Мне стало интересно, мог бы я решить профессионально заниматься испытаниями лекарств от эректильной дисфункции. Действительно ли риски настолько малы? Ограничивается ли дело деньгами и головной болью? И в чем цель появления на рынке очередной разновидности виагры?

Оставив путь подопытного кролика, я вернулся в мир без страховки и работы и стал искать другие варианты добычи средств к существованию.
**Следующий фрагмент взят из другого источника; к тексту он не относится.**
PR #792, opened 2019-10-03
Update share OWNERS file

tombarron:
**What this PR does / why we need it**: Update the new manila share OWNERS file with the current active set.

**Release note**:

```release-note
```

### DIFF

Как и у всех подопытных кроликов, мои обязанности подходили к концу в тот момент, когда мой организм прекращал перерабатывать препараты. Я начал подумывать о работе в Индии. У меня была магистерская степень. Возможно, я мог бы возглавить программу для студентов колледжей. Но оказалось, что не я один искал работу за рубежом.


Даже если протоколы испытаний свидетельствуют о том, что препарат безопасен и прошел очень тщательную проверку, получение разрешения на него – длительный и дорогостоящий процесс, который запросто может обойтись компании в миллиард долларов. Но и в этом случае твердо рассчитывать на итоговое одобрение не приходится. Хотя сверхпопулярные препараты вроде виагры или элитные средства против рака с лихвой возмещают стоимость инвестиций, разработчикам лекарств грустно смотреть на стоимость клинических исследований в США и Европе. И тем не менее, в течение двадцати лет после запрета тестирования на заключенных фармацевтические компании несли бремя дополнительных трат. Новая эра началась в 1990-е годы: в биотехнологические стартапы стали вкладываться значительные инвестиции, а фармацевтические корпорации вышли на фондовые биржи, что превратило этот бизнес в азартную игру с высокими ставками и высокими доходами.

Биотехнологические и фармацевтические компании стали все чаще возглавлять бизнесмены и советы директоров, а не ученые и врачи, которые все же имели законный интерес к излечению пациентов. Инвесторы могут поддержать компанию, пока она стоит недорого, в ожидании результатов многообещающих клинических исследований, которые за один вечер удваивают стоимость акций и приносят инвесторам миллионы – даже если в конечном счете лекарство оказывается пустышкой и не проходит последующие стадии регулирования.

Стремление к выходу на фондовый рынок привело к тому, что спасательная функция новых лекарств уступила место финансовой. Если сейчас наблюдается бум препаратов, регулирующих давление и излечивающих эректильную дисфункцию, то другие области научного поиска, не столь выгодные, получают меньше финансирования.